I’m not sure i understand your question. Are you afraid these libraries use integers to represent characters? Otherwise all strings and characters literals are going to be encoded in ebcdic so it should just work as long as they are representable.
It’s likely that some libraries which expect ‘A’ ‘Z’ for example to be a linear contiguous ranges or which otherwise depend on the specific ordering of ASCII in some way will not be compatible with some encodings, but that’s already the cases with, eg, gcc.
When included from TUs that use a different literal encoding, the characters used in the regular expression may be interpreted differently by the std::regex constructor depending on how symbols end up getting linked or loaded.
The encoding is part of the ABI, they would need a different set of compiled libraries, including a differently compiled standard library - and maybe a way to detect incompatibilities. I’m not sure there are many headers that could be reused without recompiling. , , , etc.
But I don’t think it was ever a goal to be able to run programs on systems which have a different basic execution character.
At the same time, I’m not sure we should warn on it because cross compiling should work
Hubert, can you describe how the traditional xlC compiler handles these cases? Or was it less of an issue because problematic libraries like <regex> and <format> that rely on these characters were not provided?

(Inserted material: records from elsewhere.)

Issue #13242, opened 2025-09-18
We may need to change the way we check the crushDeviceClass in the Cephcluster


yitzhak12:
See the related failure here: https://reportportal-ocs4.apps.dno.ocp-hub.prod.psi.redhat.com/ui/#ocs/launches/954/37446/1770944/1771152/log. 
In the [cephcluster](http://magna002.ceph.redhat.com/ocsci-jenkins/openshift-clusters/j045gism1c33t1/j045gism1c33t1_20250911T082741/logs/failed_testcase_ocs_logs_1757598714952/test_resize_osd_ocs_logs/j045gism1c33t1/ocs_must_gather/quay-io-rhceph-dev-odf4-odf-must-gather-rhel9-sha256-1e405884eadb3a98cdfaa2768712975ffbb87f55fc2b0d925333075a3276426d/ceph/namespaces/openshift-storage/ceph.rook.io/cephclusters/ocs-storagecluster-cephcluster.yaml) and in the [Ceph OSD tree](http://magna002.ceph.redhat.com/ocsci-jenkins/openshift-clusters/j045gism1c33t1/j045gism1c33t1_20250911T082741/logs/failed_testcase_ocs_logs_1757598714952/test_resize_osd_ocs_logs/j045gism1c33t1/ocs_must_gather/quay-io-rhceph-dev-odf4-odf-must-gather-rhel9-sha256-1e405884eadb3a98cdfaa2768712975ffbb87f55fc2b0d925333075a3276426d/ceph/must_gather_commands/ceph_osd_tree), I see the device crush `europe-west1-b`, but in the [storagecluster](http://magna002.ceph.redhat.com/ocsci-jenkins/openshift-clusters/j045gism1c33t1/j045gism1c33t1_20250911T082741/logs/failed_testcase_ocs_logs_1757598714952/test_resize_osd_ocs_logs/j045gism1c33t1/ocs_must_gather/quay-io-rhceph-dev-odf4-odf-must-gather-rhel9-sha256-1e405884eadb3a98cdfaa2768712975ffbb87f55fc2b0d925333075a3276426d/namespaces/openshift-storage/oc_output/storagecluster), I don't see the this device. Is it a valid behaviour?

ebenahar:
@yitzhak12 please tag the relevant person to answer the query

ebenahar:
@yitzhak12 to provide update this week (Oct 29th)

yitzhak12:
[...]

PR #15917, opened 2026-08-09
Fix device class verification to skip operator-generated CephCluster sets

### LINKED ISSUE #14697: [Improvement]: "verify_storage_device_class" fails on arbiter clusters due to operator-generated zone device sets
**Description:**

On arbiter deployments that use failureDomain: zone, the ODF operator automatically creates additional storageClassDeviceSets in the CephCluster CR. These device sets are named after the zone (for example: us-south-1 or europe-west1-b). For these operator-created device sets, the operator sets crushDeviceClass to the zone name instead of using the expected value "ssd".

The `verify_storage_device_class` function checks all storageClassDeviceSets in the CephCluster
and expects crushDeviceClass to be "ssd". Because of this, the check fails on arbiter clusters,
even though the configuration is correct.

Example failure:

> AssertionError: crushDeviceClass for us-south-1 is set to us-south-1, but it should be set to ssd

Affected platforms:

- IBM Cloud arbiter clusters (zones: us-south-1, us-south-2, us-south-3)
- GCP arbiter clusters (zones: europe-west1-b, europe-west1-c, europe-west1-d)
- Any arbiter deployment that uses zone-based failure domains

Root cause:

- The CephCluster ends up with 6 storageClassDeviceSets:
  - 3 defined by the StorageCluster, with crushDeviceClass set to "ssd"
  - 3 created by the operator for arbiter, with crushDeviceClass set to the zone name
- The verify_storage_device_class function does not distinguish between user-defined
  device sets and operator-generated ones
- The same problem happens later in the function when validating deviceClasses, where
  zone-based values (for example us-south-1) also cause the assertion to fail

Fix:

- Add a helper function (`filter_user_defined_device_sets`) that only selects device sets
  defined in the StorageCluster, and skips operator-generated ones
- While checking device classes, track only the expected values and ignore device classes
  that come from operator-generated arbiter device sets

yitzhak12:
## Description
  On clusters where the ODF operator automatically creates additional CephCluster `storageClassDeviceSets` (such as arbiter/zone topologies and non-resilient pools), these sets use zone or rack names like `europe-west1-b` or `rack0` as their `crushDeviceClass` instead of `ssd`. The functions `verify_storage_device_class` and `verify_device_class_in_osd_tree` previously checked all device sets and classes within the CephCluster, which led to false failures during post-resize or autoscaler verification, even when the cluster remained healthy. This update filters CephCluster device sets to only those matching StorageCluster names and excludes operator-generated device classes from status checks and from the `ceph osd tree` output.
  fix https://github.com/red-hat-storage/ocs-ci/issues/14697
  Related: https://github.com/red-hat-storage/ocs-ci/issues/13242

## Summary by CodeRabbit

* **Bug Fixes**
  * Improved post-resize storage validation when multiple device sets are present.
  * Device-class checks now focus on user-defined storage configurations and ignore operator-generated resources.
  * Enhanced validation for arbiter, zone, and non-resilient pool configurations.
  * OSD-tree checks now correctly exclude internally generated device classes, reducing false validation failures.
  * Improved handling of storage device sets with multi-digit suffixes.


amr1ta (approved):

ocs_ci/ocs/resources/storage_cluster.py
```diff
@@ -1546,79 +1550,180 @@ def verify_storage_device_class(
...
+            msg = (
+                f"tuneFastDeviceClass for {device_set_name}"
+                f" is set to {tune_fast_device_class}"
+            )
             log.debug(msg)
-            assert (
-                tune_fast_device_class
-            ), f"{msg} when {constants.DEVICECLASS} is not selected explicitly"
+            assert tune_fast_device_class, (
+                f"{msg} when {constants.DEVICECLASS}" " is not selected explicitly"
```
suchita-g, line 1593: f"{msg} when {constants.DEVICECLASS} is not selected explicitly"

suchita-g (commented):
Added Minor comment : Unnecessary String Concatenation

ebenahar (approved):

The only solution I’m so far able to conceive of involves (benign) ODR violations and the library headers providing different interfaces based on the active literal encoding.
A TR1 implementation of <regex> was provided, but I am not sure how much weight to put into what it does. From inspection, the shared library portion was free of characters in literals with variant encodings. The header goes with the literal encoding in effect at the point it was included. There does not appear to be any symbol versioning based on encoding. This means that the variant characters will match in the natural manner as long as the user does not use <regex> with more than one literal encoding in the same program.

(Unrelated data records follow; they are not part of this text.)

PR #15924, opened 2026-08-10
`test_multiregion_mirror` - use Jira mark instead of unconditionally skipping the test

sagihirshfeld:
## Summary
Replace the unconditional `@pytest.mark.skip` on `test_multiregion_mirror` with a `@jira("[DFBUGS-9429](https://redhat.atlassian.net/browse/DFBUGS-9429)")` marker so the test automatically resumes running once the bug is resolved, instead of requiring a separate PR to remove the skip.

## Summary by CodeRabbit

* **Tests**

A few things I can think of for libc++, which aren’t mentioned yet.
The <locale> parsers are in the dylib. Parts of the locale handling is done by the underlying C library. For example we use strftime_l in libc++.

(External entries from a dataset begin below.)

PR #15957, opened 2026-08-13
Test MDR multi ns discovered app failover-relocate for HCI

jilju:
## Summary by CodeRabbit

* **Tests**
  * Added disaster-recovery coverage for failing over and relocating discovered applications across multiple namespaces.
  * Validates scenarios with the primary cluster available or unavailable.
  * Covers both Ceph block and Ceph filesystem storage interfaces.
  * Includes verification of fencing, resource creation, application recovery, and successful relocation throughout the workflow.
  * Adds cleanup handling for workflows where resource-deletion verification is deferred.


tests/functional/disaster-recovery/metro-dr-pc/test_failover_relocate_discovered_apps_multi_ns.py
```diff
@@ -0,0 +1,207 @@
...
+            failover_cluster=secondary_cluster_name,
+            namespace=workloads[0].workload_namespace,
+            discovered_apps=True,
+            workload_placement_name=workloads[0].discovered_apps_placement_name,
+            old_primary=self.primary_cluster_name,
+            skip_odf_cli_validation=primary_cluster_down,
+        )
+
+        logger.info("Doing Cleanup Operations")
+        do_discovered_apps_cleanup_multi_ns(
```
sidhant-agrawal: Cluster will remain fenced at this stage, so PVC will be stuck in the terminating state.
Test will fail at this step.

PR #15960, opened 2026-08-13
delete security groups early - unblock hcp destroy

DanielOsypenko:
```
 1. VPC peering cleanup moved before hypershift destroy cluster (line 4288)   
                  
  The _cleanup_vpc_peering() call is now executed before hypershift destroy
  cluster, not after. This removes:
  - VPC peering connections between client and management VPCs
  - Ceph port ingress rules from management VPC SGs referencing client VPC CIDR
  - Routes to client VPC from management route tables

  This eliminates cross-VPC dependencies that caused the hypershift destroy
  command to loop for 20 minutes on DependencyViolation: resource sg-xxx has a
  dependent object errors before timing out.

  2. New _discover_oidc_config() method (line 4357)

  Discovers OIDC bucket name/region during destroy using a 3-tier strategy:
  1. Cluster config
  2. K8s secret on management cluster
  3. Naming convention fallback: {name}-oidc-bucket

  This fixes the root cause of OIDC/S3 leftovers: oidc_bucket_name was None
  during destroy, so _cleanup_iam_resources(), _cleanup_s3_oidc_objects(), and
  _cleanup_stale_oidc_providers() all silently skipped their work.

  3. Enhanced _cleanup_s3_oidc_objects() (line 5264)

  Now distinguishes between:
  - Per-cluster OIDC bucket ({name}-oidc-bucket): deletes the entire bucket +
  contents
  - Shared OIDC bucket: deletes only objects under {infra_id}/ prefix

  Also added upfront head_bucket check to gracefully skip if bucket is already
  gone.
  ```

### DIFF
--- a/ocs_ci/deployment/hub_spoke.py
+++ b/ocs_ci/deployment/hub_spoke.py
@@ -4270,6 +4270,8 @@ class HypershiftAWSHostedOCP(SpokeOCP, HyperShiftBase, Deployment, MCEInstaller,
         """
         all_clean = True
 
+        self._discover_oidc_config()
+
         hypershift_cli_available = self._ensure_sts_credentials()
 
         if not self.role_arn:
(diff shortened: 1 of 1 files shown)


DanielOsypenko:
verified: https://url.corp.redhat.com/9ccc0e2

DanielOsypenko:
verified: https://url.corp.redhat.com/6e45d9a

fbalak (approved):

dahorak (approved):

The <print> functions should be able to convert the input to Unicode for stdout, if it supports Unicode. When I implemented this, Clang always used UTF-8. We probably need to do something there too.
Another assumption libc++ makes is wchar_t('a') == L'a' is true. With this compiler flag are there cases where that assumption is no longer true?
There might places that make assumptions that a – z is a contiguous range. Which is true for ASCII, but false for EBCDIC.
In general in libc++ we only want to support features we have a buildbot for. We already use some AIX buildbots provided by IBM. I don’t know what needs to be done to test the character sets @abhina-sree mentioned. For new buildbots we don’t object to add a XFAIL. That at least gives an indication of what needs to be fixed to properly support this compiler option.
Would a case where the wide literal encoding is UTF-32 and the ordinary literal encoding is “Shift_JIS” count as a case where “that assumption” doesn’t hold true (for the half-width katakana characters)? Or was the question specifically about characters in the basic character set?